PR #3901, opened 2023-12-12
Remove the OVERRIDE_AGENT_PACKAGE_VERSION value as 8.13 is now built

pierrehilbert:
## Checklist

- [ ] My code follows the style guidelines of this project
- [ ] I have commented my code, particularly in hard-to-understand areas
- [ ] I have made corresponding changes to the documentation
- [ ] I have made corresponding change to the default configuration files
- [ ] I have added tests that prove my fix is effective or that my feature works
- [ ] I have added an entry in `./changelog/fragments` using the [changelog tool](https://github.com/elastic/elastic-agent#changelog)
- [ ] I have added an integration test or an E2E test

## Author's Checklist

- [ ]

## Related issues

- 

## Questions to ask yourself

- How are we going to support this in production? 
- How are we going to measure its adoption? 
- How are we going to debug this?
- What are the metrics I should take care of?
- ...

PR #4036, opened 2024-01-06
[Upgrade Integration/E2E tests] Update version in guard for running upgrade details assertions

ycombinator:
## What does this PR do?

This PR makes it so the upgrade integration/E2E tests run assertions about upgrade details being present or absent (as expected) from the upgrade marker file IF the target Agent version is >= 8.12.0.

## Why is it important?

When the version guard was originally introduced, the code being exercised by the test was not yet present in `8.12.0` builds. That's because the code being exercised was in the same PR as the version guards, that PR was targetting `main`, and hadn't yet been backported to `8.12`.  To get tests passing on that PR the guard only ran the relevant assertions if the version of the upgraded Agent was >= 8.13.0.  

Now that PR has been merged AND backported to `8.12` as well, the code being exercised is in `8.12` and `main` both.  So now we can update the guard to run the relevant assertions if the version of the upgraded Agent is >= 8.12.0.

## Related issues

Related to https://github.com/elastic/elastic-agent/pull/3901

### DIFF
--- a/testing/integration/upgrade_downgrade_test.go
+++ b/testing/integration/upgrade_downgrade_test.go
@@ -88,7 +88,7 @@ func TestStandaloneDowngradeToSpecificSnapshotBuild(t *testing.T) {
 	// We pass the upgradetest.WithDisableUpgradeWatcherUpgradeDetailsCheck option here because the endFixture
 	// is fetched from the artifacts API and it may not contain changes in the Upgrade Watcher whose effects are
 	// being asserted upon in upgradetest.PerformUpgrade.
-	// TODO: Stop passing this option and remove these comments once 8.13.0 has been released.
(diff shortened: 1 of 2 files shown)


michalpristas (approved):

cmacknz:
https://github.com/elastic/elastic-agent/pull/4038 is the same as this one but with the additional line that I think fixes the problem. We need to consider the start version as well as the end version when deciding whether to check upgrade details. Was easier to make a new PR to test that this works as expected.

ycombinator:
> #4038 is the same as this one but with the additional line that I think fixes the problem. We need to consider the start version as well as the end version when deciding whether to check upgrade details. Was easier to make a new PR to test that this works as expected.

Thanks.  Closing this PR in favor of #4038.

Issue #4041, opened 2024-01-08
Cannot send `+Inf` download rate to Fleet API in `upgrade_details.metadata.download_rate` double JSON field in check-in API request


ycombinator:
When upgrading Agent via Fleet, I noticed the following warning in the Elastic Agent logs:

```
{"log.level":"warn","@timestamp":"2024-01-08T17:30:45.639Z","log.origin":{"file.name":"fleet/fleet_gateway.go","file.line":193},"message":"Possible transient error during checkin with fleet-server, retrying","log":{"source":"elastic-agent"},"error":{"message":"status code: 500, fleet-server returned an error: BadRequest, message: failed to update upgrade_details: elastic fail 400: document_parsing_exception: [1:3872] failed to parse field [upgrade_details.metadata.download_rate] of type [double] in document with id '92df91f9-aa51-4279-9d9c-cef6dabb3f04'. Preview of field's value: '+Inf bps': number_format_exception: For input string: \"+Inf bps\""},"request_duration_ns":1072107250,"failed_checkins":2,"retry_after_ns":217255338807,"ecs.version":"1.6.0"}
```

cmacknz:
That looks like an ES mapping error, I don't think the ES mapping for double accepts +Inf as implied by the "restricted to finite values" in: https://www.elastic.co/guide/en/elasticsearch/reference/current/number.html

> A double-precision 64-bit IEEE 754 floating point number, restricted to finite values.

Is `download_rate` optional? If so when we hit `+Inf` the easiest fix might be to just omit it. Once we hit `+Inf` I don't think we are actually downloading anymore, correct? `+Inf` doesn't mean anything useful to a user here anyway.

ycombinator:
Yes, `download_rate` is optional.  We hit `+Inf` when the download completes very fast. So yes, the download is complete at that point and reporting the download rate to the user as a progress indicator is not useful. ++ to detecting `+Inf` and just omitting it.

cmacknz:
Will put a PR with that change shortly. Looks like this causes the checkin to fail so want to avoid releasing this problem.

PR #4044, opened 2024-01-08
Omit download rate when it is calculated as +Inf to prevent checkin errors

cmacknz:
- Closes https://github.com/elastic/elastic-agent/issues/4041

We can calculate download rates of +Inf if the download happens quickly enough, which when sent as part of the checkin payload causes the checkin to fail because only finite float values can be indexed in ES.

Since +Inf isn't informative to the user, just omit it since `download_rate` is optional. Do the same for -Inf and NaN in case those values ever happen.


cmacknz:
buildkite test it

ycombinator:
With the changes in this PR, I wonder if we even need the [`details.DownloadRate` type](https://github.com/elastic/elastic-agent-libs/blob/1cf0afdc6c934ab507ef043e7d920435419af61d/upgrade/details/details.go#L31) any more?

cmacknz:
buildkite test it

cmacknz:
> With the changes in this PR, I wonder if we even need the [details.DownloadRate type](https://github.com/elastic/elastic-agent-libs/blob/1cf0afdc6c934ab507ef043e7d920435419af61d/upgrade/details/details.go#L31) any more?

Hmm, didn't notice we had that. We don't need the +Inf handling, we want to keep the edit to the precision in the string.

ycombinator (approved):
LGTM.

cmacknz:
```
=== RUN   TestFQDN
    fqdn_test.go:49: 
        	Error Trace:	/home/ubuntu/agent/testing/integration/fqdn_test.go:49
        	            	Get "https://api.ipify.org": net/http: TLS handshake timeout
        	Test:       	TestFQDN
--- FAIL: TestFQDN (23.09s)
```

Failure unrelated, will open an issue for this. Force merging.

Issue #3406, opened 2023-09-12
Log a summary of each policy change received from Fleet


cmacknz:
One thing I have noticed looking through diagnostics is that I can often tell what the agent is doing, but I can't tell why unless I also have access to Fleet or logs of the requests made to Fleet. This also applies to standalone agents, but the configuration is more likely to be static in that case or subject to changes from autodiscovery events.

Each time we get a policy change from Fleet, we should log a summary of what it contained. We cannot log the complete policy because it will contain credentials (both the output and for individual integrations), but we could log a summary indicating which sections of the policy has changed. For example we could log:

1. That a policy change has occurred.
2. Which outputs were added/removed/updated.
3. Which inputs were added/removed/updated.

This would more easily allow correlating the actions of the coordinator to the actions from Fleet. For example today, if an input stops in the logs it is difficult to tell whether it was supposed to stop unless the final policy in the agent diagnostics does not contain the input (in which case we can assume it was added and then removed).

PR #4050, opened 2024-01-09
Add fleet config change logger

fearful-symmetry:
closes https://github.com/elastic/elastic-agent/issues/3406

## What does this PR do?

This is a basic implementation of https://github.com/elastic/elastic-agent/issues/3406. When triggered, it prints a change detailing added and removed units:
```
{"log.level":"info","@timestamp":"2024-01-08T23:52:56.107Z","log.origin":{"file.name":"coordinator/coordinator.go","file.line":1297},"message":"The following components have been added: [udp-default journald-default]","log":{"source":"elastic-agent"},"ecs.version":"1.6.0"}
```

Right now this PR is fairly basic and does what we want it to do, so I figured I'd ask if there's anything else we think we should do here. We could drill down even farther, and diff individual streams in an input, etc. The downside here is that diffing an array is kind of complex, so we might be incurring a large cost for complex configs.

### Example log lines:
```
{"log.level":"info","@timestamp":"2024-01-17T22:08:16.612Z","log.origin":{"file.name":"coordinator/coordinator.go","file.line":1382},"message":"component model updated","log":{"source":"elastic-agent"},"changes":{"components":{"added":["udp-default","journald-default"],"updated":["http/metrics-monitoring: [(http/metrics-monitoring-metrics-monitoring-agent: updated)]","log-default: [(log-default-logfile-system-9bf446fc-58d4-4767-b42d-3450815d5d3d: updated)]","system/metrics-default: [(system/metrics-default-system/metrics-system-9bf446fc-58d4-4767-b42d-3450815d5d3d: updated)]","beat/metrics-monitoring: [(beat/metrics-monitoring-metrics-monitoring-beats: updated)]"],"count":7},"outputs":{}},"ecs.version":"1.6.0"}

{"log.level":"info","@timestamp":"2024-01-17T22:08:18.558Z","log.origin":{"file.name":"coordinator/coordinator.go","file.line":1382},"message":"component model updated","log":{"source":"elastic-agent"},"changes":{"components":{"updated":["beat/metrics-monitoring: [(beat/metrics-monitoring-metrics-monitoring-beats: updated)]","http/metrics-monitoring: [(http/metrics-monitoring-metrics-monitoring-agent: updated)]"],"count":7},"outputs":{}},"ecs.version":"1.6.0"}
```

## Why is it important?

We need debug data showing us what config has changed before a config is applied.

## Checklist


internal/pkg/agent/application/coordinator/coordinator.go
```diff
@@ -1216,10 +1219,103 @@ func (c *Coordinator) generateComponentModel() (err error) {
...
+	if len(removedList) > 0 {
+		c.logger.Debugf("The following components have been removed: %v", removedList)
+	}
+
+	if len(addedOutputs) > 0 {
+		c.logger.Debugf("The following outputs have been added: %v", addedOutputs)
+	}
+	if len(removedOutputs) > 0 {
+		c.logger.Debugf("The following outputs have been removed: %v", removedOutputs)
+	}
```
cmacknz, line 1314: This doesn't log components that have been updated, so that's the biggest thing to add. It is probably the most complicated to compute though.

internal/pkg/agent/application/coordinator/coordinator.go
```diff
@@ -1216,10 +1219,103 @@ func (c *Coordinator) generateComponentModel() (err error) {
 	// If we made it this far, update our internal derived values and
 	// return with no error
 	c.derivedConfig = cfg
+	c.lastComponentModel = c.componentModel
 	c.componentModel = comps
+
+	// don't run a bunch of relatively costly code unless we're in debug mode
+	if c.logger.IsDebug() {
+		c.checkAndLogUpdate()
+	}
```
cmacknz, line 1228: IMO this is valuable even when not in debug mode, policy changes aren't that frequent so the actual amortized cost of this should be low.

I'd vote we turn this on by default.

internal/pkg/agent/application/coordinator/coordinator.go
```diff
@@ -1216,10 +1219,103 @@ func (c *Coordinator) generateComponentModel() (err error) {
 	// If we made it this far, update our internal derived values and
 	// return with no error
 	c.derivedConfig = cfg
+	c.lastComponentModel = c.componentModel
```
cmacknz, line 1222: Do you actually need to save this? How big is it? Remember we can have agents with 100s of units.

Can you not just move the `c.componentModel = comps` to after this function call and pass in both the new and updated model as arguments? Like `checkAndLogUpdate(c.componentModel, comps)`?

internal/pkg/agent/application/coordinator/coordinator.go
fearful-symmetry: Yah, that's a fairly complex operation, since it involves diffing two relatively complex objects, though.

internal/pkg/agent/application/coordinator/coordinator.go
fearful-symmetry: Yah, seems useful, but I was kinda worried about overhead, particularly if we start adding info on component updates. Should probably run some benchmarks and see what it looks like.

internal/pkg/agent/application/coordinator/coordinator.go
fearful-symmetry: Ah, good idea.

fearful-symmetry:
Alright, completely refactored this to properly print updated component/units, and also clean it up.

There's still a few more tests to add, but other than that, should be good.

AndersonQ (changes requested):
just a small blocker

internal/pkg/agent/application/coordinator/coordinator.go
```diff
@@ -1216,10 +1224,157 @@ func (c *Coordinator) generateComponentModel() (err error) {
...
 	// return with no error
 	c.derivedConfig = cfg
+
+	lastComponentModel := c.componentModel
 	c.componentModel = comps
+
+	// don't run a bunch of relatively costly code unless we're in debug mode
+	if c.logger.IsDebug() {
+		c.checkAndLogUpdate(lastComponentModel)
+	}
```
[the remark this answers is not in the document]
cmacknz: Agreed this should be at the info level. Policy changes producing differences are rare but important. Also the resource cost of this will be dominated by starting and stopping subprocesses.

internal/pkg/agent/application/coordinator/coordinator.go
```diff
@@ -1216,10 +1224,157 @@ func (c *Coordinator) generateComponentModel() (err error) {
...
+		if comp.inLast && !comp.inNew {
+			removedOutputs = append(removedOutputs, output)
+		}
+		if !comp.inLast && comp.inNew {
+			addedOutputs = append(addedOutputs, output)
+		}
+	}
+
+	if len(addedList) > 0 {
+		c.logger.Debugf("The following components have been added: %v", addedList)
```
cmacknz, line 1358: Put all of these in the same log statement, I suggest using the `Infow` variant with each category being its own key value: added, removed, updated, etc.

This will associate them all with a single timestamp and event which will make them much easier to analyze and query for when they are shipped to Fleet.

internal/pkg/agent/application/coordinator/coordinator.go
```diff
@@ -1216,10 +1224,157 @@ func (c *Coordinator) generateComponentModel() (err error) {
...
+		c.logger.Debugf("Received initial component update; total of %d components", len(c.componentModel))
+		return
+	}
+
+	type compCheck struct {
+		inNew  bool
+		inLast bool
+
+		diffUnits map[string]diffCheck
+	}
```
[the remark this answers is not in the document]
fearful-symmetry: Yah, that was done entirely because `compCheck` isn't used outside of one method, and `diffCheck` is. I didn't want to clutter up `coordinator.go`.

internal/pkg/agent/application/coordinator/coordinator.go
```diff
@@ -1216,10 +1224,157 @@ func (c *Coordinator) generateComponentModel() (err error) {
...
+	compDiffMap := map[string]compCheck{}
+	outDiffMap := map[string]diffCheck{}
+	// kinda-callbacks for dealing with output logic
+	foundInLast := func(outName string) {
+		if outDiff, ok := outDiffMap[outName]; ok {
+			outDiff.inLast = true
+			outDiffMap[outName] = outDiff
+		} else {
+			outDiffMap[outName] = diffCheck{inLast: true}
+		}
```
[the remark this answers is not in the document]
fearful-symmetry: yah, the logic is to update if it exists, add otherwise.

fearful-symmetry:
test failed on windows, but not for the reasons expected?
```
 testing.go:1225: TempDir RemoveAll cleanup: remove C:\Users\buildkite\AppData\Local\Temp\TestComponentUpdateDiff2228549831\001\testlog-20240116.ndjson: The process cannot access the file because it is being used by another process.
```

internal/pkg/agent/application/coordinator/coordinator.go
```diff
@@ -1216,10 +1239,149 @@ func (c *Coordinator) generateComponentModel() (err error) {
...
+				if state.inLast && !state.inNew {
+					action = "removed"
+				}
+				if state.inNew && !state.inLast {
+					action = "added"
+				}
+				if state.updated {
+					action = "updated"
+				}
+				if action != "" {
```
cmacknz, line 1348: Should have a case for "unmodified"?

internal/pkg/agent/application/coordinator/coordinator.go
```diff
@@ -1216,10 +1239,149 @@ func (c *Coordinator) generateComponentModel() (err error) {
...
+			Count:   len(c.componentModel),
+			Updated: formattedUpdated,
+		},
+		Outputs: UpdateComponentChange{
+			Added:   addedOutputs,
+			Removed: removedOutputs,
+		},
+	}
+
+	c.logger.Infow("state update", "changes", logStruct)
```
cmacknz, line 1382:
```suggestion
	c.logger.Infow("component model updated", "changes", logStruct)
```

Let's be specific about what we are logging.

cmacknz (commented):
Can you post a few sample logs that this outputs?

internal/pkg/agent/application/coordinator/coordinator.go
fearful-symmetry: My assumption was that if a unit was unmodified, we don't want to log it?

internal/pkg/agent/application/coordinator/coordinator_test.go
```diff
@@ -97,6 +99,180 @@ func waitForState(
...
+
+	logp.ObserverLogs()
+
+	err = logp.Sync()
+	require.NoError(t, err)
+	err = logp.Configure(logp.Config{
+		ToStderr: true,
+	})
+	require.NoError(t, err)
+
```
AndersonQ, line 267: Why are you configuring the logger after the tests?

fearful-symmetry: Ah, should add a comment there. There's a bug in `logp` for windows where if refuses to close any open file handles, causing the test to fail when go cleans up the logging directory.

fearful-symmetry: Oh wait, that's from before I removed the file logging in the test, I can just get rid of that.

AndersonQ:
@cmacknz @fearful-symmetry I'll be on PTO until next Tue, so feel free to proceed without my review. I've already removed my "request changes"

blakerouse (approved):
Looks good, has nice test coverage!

=====

* [WHAT YOU SHOULD DO] In the listing above, find the line with "Issue #3406, opened 2023-09-12" and the line with "One thing I". Output those two lines and every line between them, exactly as written.

* [PROBLEM SOLUTION]
Issue #3406, opened 2023-09-12
Log a summary of each policy change received from Fleet


cmacknz:
One thing I have noticed looking through diagnostics is that I can often tell what the agent is doing, but I can't tell why unless I also have access to Fleet or logs of the requests made to Fleet. This also applies to standalone agents, but the configuration is more likely to be static in that case or subject to changes from autodiscovery events.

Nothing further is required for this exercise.